Redux is good for education. It introduce the concept of immutability, higher
order function. I learn a lot from it. Nevertheless, it is a pain to use on
big projects.

React's setState is friendlier to devs. Unstated
[https://github.com/jamiebuilds/unstated](https://github.com/jamiebuilds/unstated)
(but not unstated-next), is a detached version of React's setState with
additional `.subscribe` method and Promise as return. It is very good in both
developing and communicating business flow. UnstatedContainer method can be
treated as counterpart of Redux's action.

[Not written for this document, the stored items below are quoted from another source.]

PR #1016, opened 2019-04-17
NodeCreateForm: use Input core-ui

carlito-scality:
-Check if the NodeCreateForm and LoginForm works like before and the style of inputs looks like the on in core-ui.


MonPote (approved):
LGTM

carlito-scality:
@bert-e approve

PR #1020, opened 2019-04-19
Set-up initial documentation tree and first "Integration" docs

### LINKED ISSUE #951: Define a base "integration" document for external solutions
We would like a reference documentation for integrating packaged applications with MetalK8s.
In order to bootstrap this documentation, let's start with writing down a few definitions and principles defining what we mean by integrating a solution with the platform.

To include:

- [ ] Definition of what a "solution" is
- [ ] Definition of MetalK8s responsibility scope in terms of managing solutions
- [ ] User interactions diagram for deploying a solution on MetalK8s

### LINKED ISSUE #952: Define Solutions archiving guidelines
Solutions (as defined in #951) will be expected by MetalK8s to be archived in the ISO image format (to be specified).

This archive should have a pre-defined structure, roughly:
- `product.txt`
- `images/`
- `operator/`
- `ui/`

Let's create a document describing these rules, including:
- [ ] ISO image format specification - with example `mkisofs` invocation
- [ ] File tree expected structure, with short descriptions (to be linked to other documentation pages)
- [ ] Link to the integration document created in #951

### LINKED ISSUE #953: Define Solutions Operator guidelines
Solutions (as defined in #951) will be expected by MetalK8s to be managed by a **single** [Operator](https://coreos.com/blog/introducing-operators.html).

Let's create a document with guidelines and recommendations for building Operators to be deployed on MetalK8s.

Include:
- [ ] Expected manifests for deploying the Operator
- [ ] Monitoring guidelines (how the Operator should use the Prometheus deployed by MetalK8s)
- [ ] Reference links for building/packaging an Operator
- [ ] Link to this doc in the main integration document (#951)

Note: location of the Operator manifests within the archive should be defined in #952

gdemonet:
We define initial documentation for "integrating with MetalK8s", a.k.a. Solutions.

To build the docs, you can use:

```
# Will build HTML files under docs/_build
tox -e docs

# Will watch docs/ sources and serve built HTML files locally on port 8000
tox -e docs -- livehtml
```

Please make sure to read through and discuss anything feeling unclear. Details regarding the integration with Operators and their deployment will be added in the future, during the investigation work on #1060 and #1061.

**Summary**:

- [x] Define a base "integration" document for external solutions
- [x] Define Solutions archiving guidelines
- [x] Define Solutions Operator guidelines

_Note: UI guidelines are not done in this PR_

---

Fixes: #951
Fixes: #952
Fixes: #953

### DIFF
--- a/docs/developer/solutions/archive.rst
+++ b/docs/developer/solutions/archive.rst
@@ -67,6 +67,7 @@ Here is the file tree expected by MetalK8s to exist in each Solution archive::
    │           ├── <layer_digest>
    │           ├── manifest.json
    │           └── version
+   ├── registry-config.inc
    ├── operator
    │   ├── crd
    │   │   └── some_crd_name.yaml
@@ -147,20 +148,30 @@ hardlinks, using the tool hardlink_::
    $ hardlink -c images
 
 A detailed procedure for generating the expected layout is available at
-`NicolasT/static-container-registry`_. You can use the script provided there
-to generate your own NGINX configuration and test this static registry for
-yourself. MetalK8s will generate its own configuration when importing the
-Solution archive.
+`NicolasT/static-container-registry`_. You can use the script provided there,
+or use the one vendored in this repository (located at
+``buildchain/buildchain/static-container-registry``) to generate the NGINX
+configuration to serve these image layers with the Docker Registry API.
+MetalK8s, when deploying the Solution, will include the ``registry-config.inc``
+file provided at the root of the archive. In order to let MetalK8s control
+the mountpoint of the ISO, the configuration **must** be generated using the
+following options::
+
+   $ ./static-container-registry.py \
+       --name-prefix '{{ repository }}' \
+       --server-root '{{ registry_root }}' \
+       /path/to/archive/images > /path/to/archive/registry-config.inc.j2
 
 Each archive will be exposed as a single repository, where the name will be
-computed as ``<NAME>-<VERSION>`` from :ref:`solution-archive-product-info`.
+computed as ``<NAME>-<VERSION>`` from :ref:`solution-archive-product-info`, and
+will be mounted at ``/srv/scality/<NAME>-<VERSION>``.
 
 .. warning::
 
-   Operator Deployments should not rely on this naming pattern for finding
-   the images for their resources. Instead, the full repository prefix will be
-   stored in a ``ConfigMap``, that Deployments will be able to expose as
-   environment variables. See :doc:`./operator` for more details.
+   Operators should not rely on this naming pattern for finding the images for
+   their resources. Instead, the full repository prefix will be exposed to
+   the Operator container as an environment variable when deployed with
+   MetalK8s. See :doc:`./operator` for more details.
 
 The images names and tags will be inferred from the directory names chosen when
 using ``skopeo copy``. Using `hardlink` is highly recommended if one wants to
--- a/docs/developer/solutions/archive.rst
+++ b/docs/developer/solutions/archive.rst
@@ -69,9 +69,13 @@ Here is the file tree expected by MetalK8s to exist in each Solution archive::
    │           └── version
    ├── registry-config.inc
    ├── operator
-   │   ├── crd
-   │   │   └── some_crd_name.yaml
-   │   └── deployment.yaml
+   |   └── deploy
+   │       ├── crds
+   │       |   └── some_crd_name.yaml
+   │       ├── operator.yaml
+   │       ├── role.yaml
+   │       ├── role_binding.yaml
+   │       └── service_account.yaml
    ├── product.txt
    └── ui
        └── deployment.yaml
--- a/docs/developer/solutions/archive.rst
+++ b/docs/developer/solutions/archive.rst
@@ -1,0 +1,157 @@
+Solution archive guidelines
+===========================
+
+To provide a predictable interface with packaged Solutions, MetalK8s expects a
+few criteria to be respected, described below.
+
+
+Archive format
+--------------
+
+Solution archives must use the `ISO-9660:1988`_ format, including `Rock Ridge`_
+and Joliet_ directory records. The character encoding must be UTF-8_. The
+conformance level is expected to be at most 3, meaning:
+
+- Directory identifiers may not exceed 31 characters (bytes) in length
+- File name + ``'.'`` + file name extension may not exceed 30 characters
+  (bytes) in length
+- Files are allowed to consist of multiple sections
+
+The generated archive should specify a volume ID, set to
+``{project_name} {version}``.
+
+.. todo::
+
+   Clarify whether Joliet/Rock Ridge records supersede the conformance level
+   w.r.t. filename lengths
+
+
+.. _`ISO-9660:1988`: https://www.iso.org/obp/ui/#iso:std:iso:9660:ed-1:v1:en
+.. _`Rock Ridge`: https://en.wikipedia.org/wiki/Rock_Ridge
+.. _Joliet: https://en.wikipedia.org/wiki/Joliet_(file_system)
+.. _UTF-8: https://tools.ietf.org/html/rfc3629
+
+Here is an example invocation of the common Unix mkisofs_ tool to generate such
+archive::
+
+   mkisofs
+       -output my_solution.iso
+       -R  # (or "-rock" if available)
+       -J  # (or "-joliet" if available)
+       -joliet-long
+       -l  # (or "-full-iso9660-filenames" if available)
+       -V 'MySolution 1.0.0'  # (or "-volid" if available)
+       -gid 0
+       -uid 0
+       -iso-level 3
+       -input-charset utf-8
+       -output-charset utf-8
+       my_solution_root/
+
+.. _mkisofs: https://linux.die.net/man/8/mkisofs
+
+.. todo::
+
+   Consider if overriding the source files UID/GID to 0 is necessary
+
+
+File hierarchy
+--------------
+
+Here is the file tree expected by MetalK8s to exist in each Solution archive::
+
+   .
+   ├── images
+   │   ├── listing.yaml
+   │   └── some_image_name.tar.gz
+   ├── operator
+   │   ├── crd
+   │   │   └── some_crd_name.yaml
+   │   └── deployment.yaml
+   ├── product.txt
+   └── ui
+       └── deployment.yaml
+
+
+Product information
+-------------------
+
+General product information about the packaged Solution must be stored in the
+``product.txt`` file, stored at the archive root.
+
+It must respect the following format (currently version 1, as specified by the
+``ARCHIVE_LAYOUT_VERSION`` value)::
+
+   NAME=Example
+   VERSION=1.0.0-dev
+   REQUIRE_METALK8S=">=2.0"
+   ARCHIVE_LAYOUT_VERSION=1
+
+It is recommended for inspection purposes to include information related to
+the build-time conditions, such as the following (where command invocations
+should be statically replaced in the generated ``product.txt``)::
+
+   GIT=$(git describe --always --long --tags --dirty)
+   BUILD_TIMESTAMP=$(date +%Y-%m-%dT%H:%M:%SZ)
+
+
+.. _solution-archive-images:
+
+OCI images
+----------
+
+.. todo::
+
+   With `#1049`_, we will have another standard way of serving OCI images with
+   a read-only registry directly exposing the ISO contents.
+   A specific process will be required to package these images, which we need
+   to document here.
+
+.. _`#1049`: https://github.com/scality/metalk8s/issues/1049
+
+MetalK8s exposes container images in the OCI_ format through a registry.
+Solutions should thus provide their container images in a compatible format,
+for example using ``docker save``.
+
+For size concerns, we expect such images to be compressed using ``gzip``.
+
+Here is an example of how to build, save and compress an image with
+``docker``::
+
+   docker build --tag my-image:1.0.0 --file my_image.dockerfile
+   docker save my-image:1.0.0 -o my_image_1_0.tar
+   gzip -9 my_image_1_0.tar
+
+.. _OCI: https://github.com/opencontainers/image-spec/blob/master/spec.md
+
+MetalK8s also defines recommended standards for container images, described in
+:ref:`req-container-images`.
+
+In order for MetalK8s to populate its registry with accurate image tags,
+Solutions must provide a ``listing.yaml`` file under ``/images``, with the
+given format::
+
+   apiVersion: metalk8s.scality.com/v1alpha1
+   kind: ImagesList
+   solution: MySolution
+   images:
+     - archive: my_image_1_0.tar.gz
+       tag: my_image:1.0.0
+
+.. note::
+
+   Each Solution ISO will be made available to Pods as a single repository.
+   Operator Deployments will then be required to accept the repository prefix,
+   stored in a ``ConfigMap``, in order to properly configure the resources they
+   manage.
+
+Operator
+--------
+
+See :doc:`./operator` for how the ``/operator`` directory should be
+populated.
+
+Web UI
+------
+
+.. todo:: Create UI guidelines and reference here
--- a/docs/developer/solutions/archive.rst
+++ b/docs/developer/solutions/archive.rst
@@ -62,8 +62,11 @@ Here is the file tree expected by MetalK8s to exist in each Solution archive::
 
    .
    ├── images
-   │   ├── listing.yaml
-   │   └── some_image_name.tar.gz
+   │   └── some_image_name
+   │       └── 1.0.1
+   │           ├── <layer_digest>
+   │           ├── manifest.json
+   │           └── version
    ├── operator
    │   ├── crd
    │   │   └── some_crd_name.yaml
@@ -72,6 +75,7 @@ Here is the file tree expected by MetalK8s to exist in each Solution archive::
    └── ui
        └── deployment.yaml
 
+.. _solution-archive-product-info:
 
 Product information
 -------------------
@@ -100,50 +104,63 @@ should be statically replaced in the generated ``product.txt``)::
 OCI images
 ----------
 
-.. todo::
+MetalK8s exposes container images in the OCI_ format through a static
+read-only registry. This registry is built with nginx_, and relies on having
+a specific layout of image layers to then replicate the necessary parts of the
+Registry API that CRI clients (such as ``containerd`` or ``cri-o``) rely on.
 
-   With `#1049`_, we will have another standard way of serving OCI images with
-   a read-only registry directly exposing the ISO contents.
-   A specific process will be required to package these images, which we need
-   to document here.
+Using skopeo_, you can save images as a directory of layers::
 
-.. _`#1049`: https://github.com/scality/metalk8s/issues/1049
+   $ mkdir images/my_image
+   $ # from your local Docker daemon
+   $ skopeo copy --format v2s2 --dest-compress docker-daemon:my_image:1.0.0 dir:images/my_image/1.0.0
+   $ # from Docker Hub
+   $ skopeo copy --format v2s2 --dest-compress docker://docker.io/example/my_image:1.0.0 dir:images/my_image/1.0.0
 
-MetalK8s exposes container images in the OCI_ format through a registry.
-Solutions should thus provide their container images in a compatible format,
-for example using ``docker save``.
+Your ``images`` directory should now resemble this::
 
-For size concerns, we expect such images to be compressed using ``gzip``.
+   images
+   └── my_image
+       └── 1.0.0
+           ├── 53071b97a88426d4db86d0e8436ac5c869124d2c414caf4c9e4a4e48769c7f37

What is missing now from the client-side web development is an in-app event
library. Usually people would put domain-objects to Redux to solve the inter-
component communication. This is, against the functional programming (which
promotes immutability, higher order functions), introducing the possibility
side-effect.

In-app event library should replace this behavior so that messages can be
passed through events from one component to another that resides on different
component-tree, which may want to act differently. This is some sort of
implementing mini kafka/rabbit-mq-like behavior inside the your web app with
minimum resource required.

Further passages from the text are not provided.